**What you will do**
Set the records down once more so that they match the source word for word.

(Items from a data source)
---

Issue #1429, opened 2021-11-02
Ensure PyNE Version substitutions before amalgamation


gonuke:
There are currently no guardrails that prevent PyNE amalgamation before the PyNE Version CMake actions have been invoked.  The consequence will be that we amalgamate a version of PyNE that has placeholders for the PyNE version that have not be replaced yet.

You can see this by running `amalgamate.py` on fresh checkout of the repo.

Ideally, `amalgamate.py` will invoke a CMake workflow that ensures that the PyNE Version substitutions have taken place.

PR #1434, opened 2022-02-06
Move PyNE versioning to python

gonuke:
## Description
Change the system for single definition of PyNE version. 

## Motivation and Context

---

**Result**
Issue #1429, opened 2021-11-02
Ensure PyNE Version substitutions before amalgamation


gonuke:
There are currently no guardrails that prevent PyNE amalgamation before the PyNE Version CMake actions have been invoked.  The consequence will be that we amalgamate a version of PyNE that has placeholders for the PyNE version that have not be replaced yet.

You can see this by running `amalgamate.py` on fresh checkout of the repo.

Ideally, `amalgamate.py` will invoke a CMake workflow that ensures that the PyNE Version substitutions have taken place.

PR #1434, opened 2022-02-06
Move PyNE versioning to python

gonuke:
## Description
Change the system for single definition of PyNE version. 

## Motivation and Context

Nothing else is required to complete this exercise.